While there have been isolated incidents of tornadoes or hurricanes damaging wind turbines, fortunately such occurrences are extremely rare, said Jason Ryan, a spokesperson for the American Clean Power Association.
Although requirements vary from state to state about how far turbines must be located from other structures, he said giant turbines are never placed directly next to homes or other occupied structures.
There are currently nearly 73,000 wind turbines in operation across the US, he said. Many of those operate in the centre of the country, often referred to as the wind belt, which stretches from Texas north through Oklahoma, Kansas, Nebraska and the Dakotas, and includes large parts of Minnesota, Iowa and Illinois.
Wind turbines are built to withstand high wind speeds and severe weather, like tornadoes, hurricanes and lightning strikes, but few structures are designed to withstand a direct hit from a powerful tornado, said Sri Sritharan, an engineering professor at Iowa State University.
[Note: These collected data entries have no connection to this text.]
PR #931, opened 2020-10-07
STCOR-452 validate token without permissions

zburke:
The `validateUser()` function actually does three things:

* check if the given token is syntactically valid
* check whether Okapi is up
* check if the token can be used to make a request

It does this in one fell swoop by making a request, but in order for
this to function for _all_ users the endpoint it hits must be one that
does not require any permissions. `/users` is not such an endpoint, but
`/bl-users/_self` is.

Replaces #923, where I attempted to resolve the permissions problem by
checking for token validity but, ahem, also ignoring the other two tasks
this function accomplishes.

Refs [STCOM-452](https://issues.folio.org/browse/STCOR-452)

### DIFF
--- a/CHANGELOG.md
+++ b/CHANGELOG.md
@@ -1,5 +1,9 @@
 # Change history for stripes-core
 
+## 6.1.0 IN PROGRESS
+
+* Validate token using a request that does not require permissions. Refs STCOR-452.
+
 ## [6.0.0](https://github.com/folio-org/stripes-core/tree/v6.0.0) (2020-10-06)
 [Full Changelog](https://github.com/folio-org/stripes-core/compare/v5.0.2...v6.0.0)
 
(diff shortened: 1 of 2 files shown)


MikeTaylor (approved):
Much better!

My only reservation is that it makes Stripes dependent on rather a high-level module being present. I know than in practice we're not likely to run a whole lot of FOLIO instances without mod-users-bl, but is there not something we can ask of Okapi itself that would suffice?

zburke:
It's a legit observation, @MikeTaylor, that maybe this should be a request directly to okapi itself rather than to a module okapi is routing requests for. Do you know how I can learn about such an endpoint? The [API documentation](https://dev.folio.org/reference/api/) doesn't list any of Okapi's endpoints 😕 

That said, given that `mod-users-bl` is what provides the login endpoint, I figured this was an acceptable tradeoff, i.e. if `mod-users-bl` isn't present, you can't authenticate in the first place, so you can't get a token, so this is all moot 😉

zburke:
Also, `stripes-core` has depended upon the `users-bl` Okapi interface since it [was possible to depend on okapi interfaces](https://github.com/folio-org/stripes-core/commit/b86e0c92ece103d95f950f24d18053c842dc7077) so this isn't changing anything WRT dependencies.

MikeTaylor:
Does [this](https://dev.folio.org/reference/api/#okapi) not give you the API documentation you need?

Your arguments that mod-users-bl will always be present are compelling, and I do agree that in practical terms there is no real objection to this (hence my review saying Accept). It just makes me a bit itchy.

But, yeah, let's just merge and get this done.

zburke:
Stupidly, I was searching the dev site for `proxy` rather than `okapi`. Let us never speak of this again.

mkuklis (approved):
Nice and clean @zburke! 👏 also thank you @MikeTaylor for all your input on this.

PR #932, opened 2020-10-08
STCOR-451 Settings > Software version: Remove references to color

uladislausamets:
## Purpose

https://issues.folio.org/browse/STCOR-451

## Pre-Merge Checklist
Before merging this PR, please go through the following list and take appropriate actions.
- [x] I've added appropriate record to the CHANGELOG.md
- Does this PR meet or exceed the expected quality standards?
  - [] Code coverage on new code is 80% or greater
  - [] Duplications on new code is 3% or less
  - [] There are no major code smells or security issues
- Does this introduce breaking changes?
  - [ ] If any API-related changes - okapi interfaces and permissions are reviewed/changed correspondingly
  - [x] There are no breaking changes in this PR.

If there are breaking changes, please **STOP** and consider the following:

- What other modules will these changes impact?
- Do JIRAs exist to update the impacted modules?
  - [ ] If not, please create them
  - [ ] Do they contain the appropriate level of detail?  Which endpoints/schemas changed, etc.
  - [ ] Do they have all they appropriate links to blocked/related issues?
- Are the JIRAs under active development?
  - [ ] If not, contact the project's PO and make sure they're aware of the urgency.
- Do PRs exist for these changes?
  - [ ] If so, have they been approved?

Ideally all of the PRs involved in breaking changes would be merged in the same day to avoid breaking the folio-testing environment.  Communication is paramount if that is to be achieved, especially as the number of intermodule and inter-team dependencies increase.

While it's helpful for reviewers to help identify potential problems, ensuring that it's safe to merge is ultimately the responsibility of the PR assignee.


src/components/About/About.js
```diff
@@ -97,6 +90,72 @@ const About = (props) => {
     );
   }
 
+  function renderWarningBanner(interfacesList) {
+    const modulesArray = Object.keys(props.modules).map(key => props.modules[key]);
+    const missingModules = _.flattenDeep(modulesArray.map(module => {
+      return module.map(item => {
+        const okapiInterfaces = item.okapiInterfaces;
+        return okapiInterfaces && Object.keys(okapiInterfaces).map(key => {
```
NikitaSedyx, line 98: map inside map inside map wrapped with flatten

booM!

please decrease code complexity

src/components/About/About.js
```diff
@@ -97,6 +90,72 @@ const About = (props) => {
     );
   }
 
+  function renderWarningBanner(interfacesList) {
```
NikitaSedyx, line 93: additionally please make this as a separate component

src/components/About/About.js
```diff
@@ -97,6 +90,72 @@ const About = (props) => {
...
+          if (!available) {
+            return `${key} ${required}`;
+          } else {
+            return null;
+          }
+        });
+      });
+    }));
+
+    const incompatibleModule = _.flattenDeep(modulesArray.map(module => {
```
NikitaSedyx, line 111: and seems all these maps are copy paste of missing modules, only difference is condition

uladislausamets:
@NikitaSedyx @rasmuswoelk @doytch review this one, please
CI checks fail might be fixed after https://github.com/terser/terser/issues/858 resolving

src/components/About/WarningBanner.js
```diff
@@ -0,0 +1,79 @@
...
+  const [missingModules, setMissingModules] = useState([]);
+  const [incompatibleModule, setIncompatibleModule] = useState([]);
+
+  useEffect(() => {
+    const modulesArray = _.flatten(_.values(modules));
+
+    modulesArray.forEach(module => {
+      const okapiInterfaces = module.okapiInterfaces;
+      if (okapiInterfaces) {
+        Object.keys(okapiInterfaces).forEach(key => {
```
NikitaSedyx, line 28: I suggest to use reduce to build array of missing and another reduce to build incompatible arrays - and move common logic to separate function

src/components/About/WarningBanner.js
```diff
@@ -0,0 +1,79 @@
...
+  interfaces,
+  modules,
+}) => {
+  const [missingModules, setMissingModules] = useState([]);
+  const [incompatibleModule, setIncompatibleModule] = useState([]);
+
+  useEffect(() => {
+    const modulesArray = _.flatten(_.values(modules));
+
+    modulesArray.forEach(module => {
```
NikitaSedyx, line 25: why not to build an array of all okapi interfaces?

the idea to find all missed etc interfaces and set them only once, instead of calling set function n*x times

src/components/About/WarningBanner.js
```diff
@@ -0,0 +1,75 @@
...
+  }, []);
+
+  const missingModulesMsg = <FormattedMessage id="stripes-core.about.missingModuleCount" values={{ count: _.compact(missingModules).length }} />;
+  const incompatibleModuleMsg = <FormattedMessage id="stripes-core.about.incompatibleModuleCount" values={{ count: _.compact(incompatibleModule).length }} />;
+
+  return (
+    <div className={css.warningContainer}>
+      <MessageBanner
+        type="warning"
+        show={_.compact(missingModules).length}
```
aliaksei-chumakou, line 45: `_.compact(missingModules).length` copy-paste

src/components/About/WarningBanner.js
```diff
@@ -0,0 +1,75 @@
...
+        <Headline>{missingModulesMsg}</Headline>
+        <List
+          listStyle="bullets"
+          items={missingModules}
+        />
+      </MessageBanner>
+
+      <MessageBanner
+        type="warning"
+        show={_.compact(incompatibleModule).length}
```
aliaksei-chumakou, line 57: the same

NikitaSedyx (approved):

src/components/About/WarningBanner.js
```diff
@@ -0,0 +1,77 @@
...
+  modules,
+}) => {
+  const modulesArray = _.flatten(_.values(modules));
+  const allInterfaces = modulesArray.reduce((prev, curr) => Object.assign(prev, curr.okapiInterfaces), {});
+
+  const missingModules = Object.keys(allInterfaces).reduce((prev, curr) => {
+    if (!interfaces[curr]) {
+      return [...prev, `${curr} ${allInterfaces[curr]}`];
+    } else {
+      return null;
```
aliaksei-chumakou, line 26: does it work right? From my perspective callback in reducer always returns accumulator, and I'n not sure that returning null would work here https://developer.mozilla.org/en-US/docs/Web/JavaScript/Reference/Global_Objects/Array/reduce

uladislausamets:
@doytch @rasmuswoelk review this one, please

src/components/About/WarningBanner.js
uladislausamets: You are right, it's isn't work in some cases.

src/components/About/WarningBanner.js
```diff
@@ -0,0 +1,77 @@
...
+  const incompatibleModule = Object.keys(allInterfaces).reduce((prev, curr) => {
+    if (interfaces[curr] && !isVersionCompatible(interfaces[curr], allInterfaces[curr])) {
+      return [...prev, `${curr} ${allInterfaces[curr]}`];
+    } else {
+      return prev;
+    }
+  }, []);
+
+  const missingModulesCount = _.compact(missingModules).length;
+  const incompatibleModulesCount = _.compact(incompatibleModule).length;
```
mkuklis, line 39: @uladislausamets there is a lot going on here. This code will execute on every rerender. It would be nice to see if wrapping it in `useMemo` produces a better performance. I wonder if you tried to test it?

src/components/About/WarningBanner.js
```diff
@@ -0,0 +1,86 @@
...
+        return [...prev, `${curr} ${allInterfaces[curr]}`];
+      } else {
+        return prev;
+      }
+    }, []);
+  }, [allInterfaces, interfaces]);
+
+  const missingModulesCount = useMemo(() => _.compact(missingModules).length, [missingModules]);
+
+  const incompatibleModulesCount = useMemo(() => _.compact(incompatibleModule).length, [incompatibleModule]);
```
axelhunn, line 47: Why _.compact the arrays, aren't they supposed to be compact already?

src/components/About/WarningBanner.js
```diff
@@ -0,0 +1,86 @@
...
+    return Object.keys(allInterfaces).reduce((prev, curr) => {
+      if (!interfaces[curr]) {
+        return [...prev, `${curr} ${allInterfaces[curr]}`];
+      } else {
+        return prev;
+      }
+    }, []);
+  }, [allInterfaces, interfaces]);
+
+  const incompatibleModule = useMemo(() => {
```
axelhunn, line 35:
```suggestion
  const incompatibleModules = useMemo(() => {
```

src/components/About/WarningBanner.js
```diff
@@ -0,0 +1,86 @@
...
+
+  const missingModules = useMemo(() => {
+    return Object.keys(allInterfaces).reduce((prev, curr) => {
+      if (!interfaces[curr]) {
+        return [...prev, `${curr} ${allInterfaces[curr]}`];
+      } else {
+        return prev;
+      }
+    }, []);
+  }, [allInterfaces, interfaces]);
```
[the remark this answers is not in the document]
uladislausamets: @axelhunn  I don't think that these changes will decrease code complexity. IMHO one reduce looks better than map after filter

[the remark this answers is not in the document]
axelhunn: It's more self-explanatory for my taste.
Also, it could be faster - see https://www.measurethat.net/Benchmarks/Show/7249/0/filter-map-vs-reduce

Plus, you could DRY out the mapper for both `missingModules` and `incompatibleModules`

src/components/About/WarningBanner.js
```diff
@@ -0,0 +1,83 @@
...
+
+  const incompatibleModules = useMemo(() => {
+    return Object.keys(allInterfaces).reduce((prev, curr) => {
+      if (interfaces[curr] && !isVersionCompatible(interfaces[curr], allInterfaces[curr])) {
+        return [...prev, `${curr} ${allInterfaces[curr]}`];
+      } else {
+        return prev;
+      }
+    }, []);
+  }, [allInterfaces, interfaces]);
```
axelhunn, line 40: filter-map too? )

src/components/About/WarningBanner.js
```diff
@@ -0,0 +1,83 @@
...
+
+  const missingModulesCount = useMemo(() => missingModules.length, [missingModules]);
+
+  const incompatibleModulesCount = useMemo(() => incompatibleModules.length, [incompatibleModules]);
```
axelhunn, line 44: I think now, without `compact`, useMemo() is excessive here. No need to memoize just an array length.

axelhunn (approved):

src/components/About/WarningBanner.js
```diff
@@ -0,0 +1,78 @@
...
+
+const WarningBanner = ({
+  interfaces,
+  modules,
+}) => {
+  const allInterfaces = useMemo(() => {
+    const modulesArray = _.flatten(_.values(modules));
+
+    return modulesArray.reduce((prev, curr) => Object.assign(prev, curr.okapiInterfaces), {});
+  }, [modules]);
```
mkuklis, line 23: @uladislausamets thank you for trying out `useMemo`. Unfortunately this still won't work as expected because `useMemo` is not doing deep compare under the hood. If you put `console.log` right inside this `useMemo` you will notice that it's still being executed on every rerender. So this is actually worst that what we had before.

One way to solve it would be to use something similar to:

https://github.com/sandiiarov/use-deep-compare#usedeepcomparememo

another would be to do: `JSON.stringify(modules)` which sometimes beats the purpose of caching (because it's actually slower).

I think would introduce this new dependency to stripes core:

https://github.com/sandiiarov/use-deep-compare

and try to use `import { useDeepCompareMemo } from "use-deep-compare";`

I'm sure it will be helpful to have it around in other places.

uladislausamets: `useDeepCompareMemo` helped to decrease the count of functions executions

aliaksei-chumakou: useDeepCompareMemo looks like a hack to me, is there a way when props aren't updated on every render?

mkuklis: @aliaksei-chumakou another approach here could be to use `React.memo` on the entire component. I think deep comparing (maybe with https://lodash.com/docs/4.17.15#isEqual) would have to be used there too.

mkuklis: but it would clean up this code a bit because `useMemo` would not have to be used. Maybe that's the way to do it.

mkuklis: @uladislausamets sorry for raising these questions originally but I think it was a good exercise to see different approaches with these kind of issues.

mkuklis (approved):

src/components/About/WarningBanner.js
uladislausamets: I also tried `React.memo` and it isn't so effective as `useDeepCompareMemo`

PR #935, opened 2020-10-15
UIEH-976: Defined a mock for '/bl-users/_self' request

BogdanDenis:
## Description
eHoldings experiences test failures due to an update in stripes-core. These failures are caused by a PR that changed endpoint that validates a token (https://github.com/folio-org/stripes-core/pull/931).
This PR adds a new mock endpoint `bl-users/_self` so that the token validator receives a correct response

### DIFF
--- a/test/bigtest/network/config.js
+++ b/test/bigtest/network/config.js
@@ -18,7 +18,6 @@ export default function configure() {
     configs: []
   });
 
-  this.get('/users', {});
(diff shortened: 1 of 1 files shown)


zburke (changes requested):
Might as well remove the `/users` line since it is no longer used within the app.

zburke (approved):
Thank you! :shipit:

PR #944, opened 2020-11-11
Perms package2translation

MikeTaylor:


src/components/About/About.js
```diff
@@ -2,6 +2,7 @@ import _ from 'lodash';
 import React from 'react';
 import PropTypes from 'prop-types';
 import { FormattedMessage } from 'react-intl';
+import stripesPlatform from '@folio/stripes';
```
zburke, line 5: `@folio/stripes-core` sits below `@folio/stripes` in the hierarchy (i.e. `stripes` depends on `stripes-core`, not the other way around), so you can't import it here. This is one of my arguments that stripes-core the framework should be separated from stripes-core the app: if this page were in an app consuming the framework it would work fine. 

I feel like I must have filed a ticket for this but I can't find it.

zburke (changes requested):

zburke (changes requested):
If you separate the very-useful-looking `perms-package2translation` script from the broken/unrelated `About` changes, we could merge this so other folks can benefit from your helpful script.

MikeTaylor:
I have no idea how these two things got entangled in the first place.

PR #946, opened 2020-11-16
STCOR-481: Move CalloutContext to Root to avoid issues with React Intl

mkuklis:
https://issues.folio.org/browse/STCOR-481

It looks like every time we change the locale the `IntlProvider` is changed causing the `RootWithIntl` to be completely recreated (a new RootWithIntl instance is being created). This also recreates the callout ref and `CalloutContext.Provider`  causing issues similar to the one described in STCOR-481

This PR moves the context and callout to `Root`. This seems to help at least with the issue described in STCOR-481.

### DIFF
--- a/src/components/Root/Root.js
+++ b/src/components/Root/Root.js
@@ -7,6 +7,7 @@ import { IntlProvider } from 'react-intl';
 import queryString from 'query-string';
 import { ApolloProvider } from '@apollo/client';
 import ErrorBoundary from '@folio/stripes-components/lib/ErrorBoundary';
+import { Callout } from '@folio/stripes-components';
 import { metadata, icons } from 'stripes-config';
 
 /* ConnectContext - formerly known as RootContext, now comes from stripes-connect, so stripes-connect
@@ -23,6 +24,7 @@ import { getQueryResourceKey, getCurrentModule } from '../../locationService';
 import Stripes from '../../Stripes';
 import RootWithIntl from '../../RootWithIntl';
 import SystemSkeleton from '../SystemSkeleton';
+import CalloutContext from '../../CalloutContext';
 
 import './Root.css';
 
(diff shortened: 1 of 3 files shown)


zburke (approved):

src/components/Root/Root.js
```diff
@@ -130,22 +133,25 @@ class Root extends Component {
...
-            </IntlProvider>
+            <CalloutContext.Provider value={this.callout.current}>
+              <IntlProvider
+                locale={locale}
+                key={locale}
+                timeZone={timezone}
+                currency={currency}
+                messages={translations}
+                textComponent={Fragment}
+                onError={config?.suppressIntlErrors ? () => {} : undefined}
```
aliaksei-chumakou, line 144: isn't this `() => {}` treated as a new prop every render?

aliaksei-chumakou:
@mkuklis So it's intentionally, that you can't pass <FormattedMessage /> as `message` in this CalloutContext?

ViktorSoroka07:
I see that this PR causes errors in the whole FOLIO app when it comes to showing the callout.

aliaksei-chumakou:
Basically, @ViktorSoroka07  you're right - the main idea is to use your own callout context per module. I just want to be sure if this is the only way before changing all 13 modules to this...

mkuklis:
@aliaksei-chumakou and @ViktorSoroka07 thank you for looking at this. The change here was pretty minimal (moving the context to `Root` instead of `RootWithIntl`. I think we need more time to understand why we see these issues. I'm happy to revert it but let's spend some time understand why this is happening.

ViktorSoroka07:
Yeah, @mkuklis sounds good. I tried to handle it myself. I tried to move the Overlay container as a sibling to root as I thought that the might help because the overlay container is going to be rerendered but unfortunately it also did not help.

Climate change heightens storm severity
Storms also pummelled parts of Illinois and Wisconsin on Tuesday, knocking out power to tens of thousands of customers in the two states.
The severe weather turned south on Wednesday, and the National Weather Service was issuing tornado and flash flood warnings in Texas as parts of the state — including Dallas — were under a tornado watch.
It followed days of extreme weather that ravaged much of the middle section of the country, including Oklahoma and Kansas, and deadly storms that hit the Houston area last week, killing at least eight and knocking out power to hundreds of thousands.
It has been an historically bad season for tornadoes in the US, at a time when climate change is heightening the severity of storms around the world.
April had the second-highest number of tornadoes on record in the US.
Up to Tuesday there had been 859 confirmed tornadoes in 2024, 27 per cent more than the US has usually seen by that point, according to NOAA's Storm Prediction Center in Norman, Oklahoma.